Task directions
Take from the material every line that contains the word "length".

═════ Exercise materials

PR #1123, opened 2017-11-09
Support setting a padding on the .xterm element

### LINKED ISSUE #946: Add an option to set the terminal padding
I would like to come up with a solution for the following issue:

Say you have a tab that renders the terminal, say it's 300x200. Now if we put the terminal into that tab, we can either make the terminal container to fill it 100%, but in that case the terminal text will touch the edges of the tab at the left, right, top and bottom, which might look weird in some situations. So an easy solution would be to add a 5px margin to the tab container, which does the job, but now you have the viewport scrollbar drawn at a weird position. I think this problem cannot be solved through css (correct me if I'm wrong) because the viewport has to be made aware of the margin to still work in sync. I would therefore propose to make the margin (or better call it padding) configurable through a config option, and then make xterm aware of it:

```javascript
// 5px padding to all sides
term.setOption('padding', 5);

// individual paddings
term.setOption('padding', {
  top: 5, 
  left: 0,
  right: 10,
  bottom: 5
});
```

### The problem in pictures

Fit the tab
clash
5px margin to the tab, weird looking scrollbar
margin bad
5px margin, but scrollbar matching the tab container
margin right

### LINKED ISSUE #1081: Wrong canvas width calculation
I want to integrate a terminal in a fixed width element and have xterm.js figure out how many columns fit in this space.  I think that the calculation of the number of columns (and therefore the canvas width) has a problem, resulting in less columns than there should be, and therefore some wasted space on the right.

First, a screenshot:

xterm

The red portion represents the canvas elements, the black is the viewport element.

What happens is the following:

* In [`fit.js::proposeGeometry`](https://github.com/sourcelair/xterm.js/blob/c2b3853aa7aace1353844c844a09c6a4fce8c1cd/src/addons/fit/fit.js#L36), the parent element is 983px wide and term.charMeasure.width is 7.8125px.  proposeGeometry therefore returns 125 columns.
* In [`Renderer.ts::onResize`](https://github.com/sourcelair/xterm.js/blob/c2b3853aa7aace1353844c844a09c6a4fce8c1cd/src/renderer/Renderer.ts#L89) the character width is floored, which makes it 7px.  The total canvas size is then computed as the number of columns times the character width, which is `7 px * 125 cols = 875 px`.
* The canvas is drawn 875 px wide, even though the available area is of 983 px.

I suppose the solution would be include using the same character width in both computation.

## Details
- Browser and browser version: Chromium Version 61.0.3163.100
- OS version: Ubuntu 16.04
- xterm.js version: v3 (c2b3853aa7aace1353844c844a09c6a4fce8c1cd)

### Steps to reproduce

1. Check out the following branch: https://github.com/simark/xterm.js/tree/repro-canvas-size
2. Build and run the xterm.js demo

It's possible for the character width to vary between platforms, and therefore you might see something a bit different than me.  For me, the default font gives a character width of ~9.01 px, so you don't really notice the bug since it doesn't make a big difference when it gets rounded to 9 px.  With a font size of 13 px, the width is 7.8125 px, which makes quite a big difference between when it gets rounded to 7.

mofux:
Fixes #946 
Fixes #1081 

This PR moves the canvas layers into their own div element, .xterm-screen. This allows us to apply a css padding to the .xterm element and to have the scrollbar still fill the whole height of the .xterm element. 

The fit() addon has also been updated to support this new feature.

fit


src/Viewport.ts
```diff
@@ -48,13 +50,9 @@ export class Viewport implements IViewport {
   private refresh(): void {
     if (this.charMeasure.height > 0) {
       this.currentRowHeight = this.terminal.renderer.dimensions.scaledCellHeight / window.devicePixelRatio;
+      this.lastRecordedViewportHeight = this.viewportElement.offsetHeight;
 
-      if (this.lastRecordedViewportHeight !== this.terminal.renderer.dimensions.canvasHeight) {
-        this.lastRecordedViewportHeight = this.terminal.renderer.dimensions.canvasHeight;
-        this.viewportElement.style.height = this.lastRecordedViewportHeight + 'px';
```
Tyriar: Why do we not need to set this anymore?

mofux:
The scrollbar is still there, but OSX draws it black, so it is really hard to see:

screen shot 2017-11-19 at 02 00 24

OSX draws a light or dark scrollbar, depending on the background color of the scrolling container. Unfortunately we cannot set the background color on the scrolling container because that would hide the content (canvas) underneath it 😟  Setting a opacity on the scroll container also applies that opacity to the scrollbar, so that doesn't work.  The only thing that is working is to set the terminal background color on the scroll container with a very low alpha value e.g. `background-color: rgba(0,0,0,0.01)` if the terminal background was `rgb(0,0,0)`, but that would mean that we would have to calculate that very opaque color from the currently used background color of the theme, and it would also add a little performance impact to the rendering pipeline to draw the (likely invisible) semi-transparent background. Not sure how to go on with this really...

src/Viewport.ts
mofux: Well the new .xterm-screen element is positioned relative to the .xterm parent and has a the same height as the canvas elements inside. Its width equals the width of the canvas + the width of the scrollbar on the viewport. If you add a padding to the .xterm element, that means that the .xterm element will grow by that padding. The viewport is positioned absolute to always match the size of the .xterm element. For that reason, we don't have to manually set the height of the viewport element any longer.

mofux:
I have added a workaround for the overlay scrollbar being barely visible on OSX. It sets the background color of the viewport element by taking the background color from the theme (which by the current design [must be](https://github.com/xtermjs/xterm.js/blob/8ece306dbe9c7aee13cce9c60fae74202f8660ee/src/renderer/ColorManager.ts#L89) a 7 digit hex value, e.g. `#000000`) and adding a very low alpha (01) to it (`#00000001`). This background color on the viewport is not perceptible by the human eye, but it fools OSX into calculating the scrollbar thumb color based on that background color, ignoring the alpha. This solution adds another alpha pass to the browser's rendering pipeline which will slow it down a little bit. Unfortunately I couldn't find any other workaround, so I made sure this workaround is only applied on OSX, and if an overlay scrollbar is used (which results in a calculated scrollbar width of 0).

mofux:
The approach above doesn't work on all browsers (tested with the demo):
- Chrome: Draws a white scrollbar thumb 👍
- Firefox: Draws a black scrollbar thumb, works correctly if no background color is applied to the viewport element 👍/👎
- Safari: Draws a black scrollbar thumb, only works when setting a background color alpha > 0.9 👎

**Concusion**:
We can't get the overlay scrollbar to work reliably on all browsers.

**Solutions:**
1. Account some extra space for the scrollbar if the scrollbar width is 0 (OSX overlay scrollbar). This will waste some space and make the terminal look weird if not currently being scrolled, but I think that is what we did before.
2. Overwrite the scrollbar style with custom css. This will force OSX to always draw the scrollbar, but unfortunately we cannot re-use the system scrollbar style 😡
3. Introduce the workarounds for Chrome and Firefox and fallback to 1. for the other browsers.
4. Have somebody smarter than me figure out a css trick that works across all these browsers.

**Workarounds I've tried:**
- Set opacity on the viewport element: Also applies that opacity to the scrollbar
- Use the css `clip` property to clip away the background: Also clips away the scrollbar
- Use background color with alpha: See above
- Use `transform: scaleX` to scale down the width of the viewport element: Also applies that scale to the scrollbar
- Make the viewport container only 1px wide but set `overflow-x: visible` on it: Only shows 1px of the scrollbar

Tyriar:
I don't think the `01` alpha trick is ideal as that's extra a bunch of extra processing that needs to happen when compositing. I looked into a possible solution and got something that kind of works, the basic outline is:

- Move the `.xterm-screen` element after `.xterm-viewport` so that it is drawn on top
- If the OS is macOS and scroll bar width is 0, assume it's `x` pixels large
- Make room for the scroll bar in `.xterm-viewport`, not `.xterm-screen`

The dark scroll bar still happens on Safari but that was there before.

Here's a very messy diff as a proof of concept:

```
diff --git a/src/Terminal.ts b/src/Terminal.ts
index c5a7575..a101473 100644
--- a/src/Terminal.ts
+++ b/src/Terminal.ts
@@ -589,10 +589,6 @@ export class Terminal extends EventEmitter implements ITerminal, IInputHandlingT
 
     this.element.setAttribute('tabindex', '0');
 
-    this.screenElement = document.createElement('div');
-    this.screenElement.classList.add('xterm-screen');
-    this.element.appendChild(this.screenElement);
-
     this.viewportElement = document.createElement('div');
     this.viewportElement.classList.add('xterm-viewport');
     this.element.appendChild(this.viewportElement);
@@ -600,6 +596,10 @@ export class Terminal extends EventEmitter implements ITerminal, IInputHandlingT
     this.viewportScrollArea.classList.add('xterm-scroll-area');
     this.viewportElement.appendChild(this.viewportScrollArea);
 
+    this.screenElement = document.createElement('div');
+    this.screenElement.classList.add('xterm-screen');
+    this.element.appendChild(this.screenElement);
+
     // preload audio
     this.syncBellSound();
 
diff --git a/src/Viewport.ts b/src/Viewport.ts
index 0581445..07fcbcb 100644
--- a/src/Viewport.ts
+++ b/src/Viewport.ts
@@ -33,7 +33,7 @@ export class Viewport implements IViewport {
     private scrollArea: HTMLElement,
     private charMeasure: CharMeasure
   ) {
-    this.scrollBarWidth = this.viewportElement.offsetWidth - this.scrollArea.offsetWidth;
+    this.scrollBarWidth = (this.viewportElement.offsetWidth - this.scrollArea.offsetWidth) || 10;
     this.viewportElement.addEventListener('scroll', this.onScroll.bind(this));
 
     // Perform this async to ensure the CharMeasure is ready.
@@ -47,9 +47,10 @@ export class Viewport implements IViewport {
     // calculates the scrollbar thumb color from the background color of the viewport element.
     // Since the viewport element has to be transparent in order to see the underlying canvas,
     // we use the terminal background color from the theme and add a very low alpha value to it.
-    if (isMac && isChrome && this.scrollBarWidth === 0 && colors.background.length === 7) {
-      this.viewportElement.style.backgroundColor = `${colors.background}01`;
-    }
+    // if (isMac && isChrome && this.scrollBarWidth === 0 && colors.background.length === 7) {
+
+    this.viewportElement.style.backgroundColor = colors.background;
+    // }
   }
 
   /**
@@ -57,6 +58,8 @@ export class Viewport implements IViewport {
    * necessary.
    */
   private refresh(): void {
+    console.log('scroll', this.scrollBarWidth);
+    this.viewportElement.style.width = `${this.terminal.renderer.dimensions.canvasWidth + this.scrollBarWidth}px`;
     if (this.charMeasure.height > 0) {
       this.currentRowHeight = this.terminal.renderer.dimensions.scaledCellHeight / window.devicePixelRatio;
       this.lastRecordedViewportHeight = this.viewportElement.offsetHeight;
diff --git a/src/renderer/Renderer.ts b/src/renderer/Renderer.ts
index b6a5c68..a7f6c0b 100644
--- a/src/renderer/Renderer.ts
+++ b/src/renderer/Renderer.ts
@@ -136,7 +136,7 @@ export class Renderer extends EventEmitter implements IRenderer {
     this._renderLayers.forEach(l => l.resize(this._terminal, this.dimensions, didCharSizeChange));
 
 		// Resize the screen
-    this._terminal.screenElement.style.width = `${this.dimensions.canvasWidth + this._terminal.viewport.scrollBarWidth}px`;
+    this._terminal.screenElement.style.width = `${this.dimensions.canvasWidth}px`;
     this._terminal.screenElement.style.height = `${this.dimensions.canvasHeight}px`;
 
     // Force a refresh
```

mofux:
@Tyriar I'm tempted to not use a workaround for this at all. I agree that the hex value hack is bad and shouldn't go into production. 

I think that having empty space beside the screen area is even worse than having a barely visible overlay scrollbar. Ultimately, this bug should be solved by Chrome and Safari - Firefox seems to do the best job here. Last but not least, implementors can always provide their own scrollbar style via css (like vscode does), which will work just fine. @parisk @Tyriar Any thoughts?

Tyriar:
Let's defer this as we need to get v3 out, @mofux could you pull out the fix for https://github.com/xtermjs/xterm.js/issues/1081 into it's own PR? We should be able to merge something like that easily.

mofux:
@Tyriar no problem. I'll get to it tomorrow, hope that's soon enough.

Tyriar:
@mofux sounds good :ok_hand:

mofux:
@Tyriar @parisk I have updated the PR to account additional 15px as the scrollbar width if the actual scrollbar width is 0 (as suggested by @Tyriar above). I think this is a good compromise for now (and it mirrors the current behaviour). Please review again, hope it's good to merge now. 🧐

Tyriar:
`Terminal.scrollToBottom` doesn't seem to work properly when you have padding. On macOS, I scroll up to top then press a key (which triggers `scrollToBottom`) and the terminal scrolls to the second last line.

There is also a test failure on Linux (`xterm output comparison t0500-bash_long_line.in`  https://travis-ci.org/xtermjs/xterm.js/jobs/315932024) and a compile problem :`src\Viewport.ts(9,17): error TS2305: Module '"C:/Users/Daniel/Documents/dev/mofux/xterm.js/src/utils/Browser"' has no exported member 'isChrome'.`

Tyriar:
Pulled the `fit` sizing fix into https://github.com/xtermjs/xterm.js/pull/1154

cancan101:
Any updates on this PR?

mofux:
Closing this PR in favour of #1208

══════════

Task output
-    if (isMac && isChrome && this.scrollBarWidth === 0 && colors.background.length === 7) {
+    // if (isMac && isChrome && this.scrollBarWidth === 0 && colors.background.length === 7) {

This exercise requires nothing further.